Parallelizing sequential applications on commodity hardware using a low-cost software transactional memory

  • Authors:
  • Mojtaba Mehrara;Jeff Hao;Po-Chun Hsu;Scott Mahlke

  • Affiliations:
  • University of Michigan, Ann Arbor, MI, USA;University of Michigan, Ann Arbor, MI, USA;University of Michigan, Ann Arbor, MI, USA;University of Michigan, Ann Arbor, MI, USA

  • Venue:
  • Proceedings of the 2009 ACM SIGPLAN conference on Programming language design and implementation
  • Year:
  • 2009

Quantified Score

Hi-index 0.00

Visualization

Abstract

Multicore designs have emerged as the mainstream design paradigm for the microprocessor industry. Unfortunately, providing multiple cores does not directly translate into performance for most applications. The industry has already fallen short of the decades-old performance trend of doubling performance every 18 months. An attractive approach for exploiting multiple cores is to rely on tools, both compilers and runtime optimizers, to automatically extract threads from sequential applications.
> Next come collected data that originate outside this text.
PR #1015, opened 2015-09-23
Deprecated AnP status Timeline event.

jasonwalker80:
Add valid_value for Deprecated AnP status.

### DIFF
--- a/lib/perl/Genome/Timeline/Event/AnalysisProject.pm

However, despite decades of research on automatic parallelization, most techniques are only effective in the scientific and data parallel domains where array dominated codes can be precisely analyzed by the compiler. Thread-level speculation offers the opportunity to expand parallelization to general-purpose programs, but at the cost of expensive hardware support. In this paper, we focus on providing low-overhead software support for exploiting speculative parallelism. We propose STMlite, a light-weight software transactional memory model that is customized to facilitate profile-guided automatic loop parallelization. STMlite eliminates a considerable amount of checking and locking overhead in conventional software transactional memory models by decoupling the commit phase from main transaction execution. Further, strong atomicity requirements for generic transactional memories are unnecessary within a stylized automatic parallelization framework. STMlite enables sequential applications to extract meaningful performance gains on commodity multicore hardware.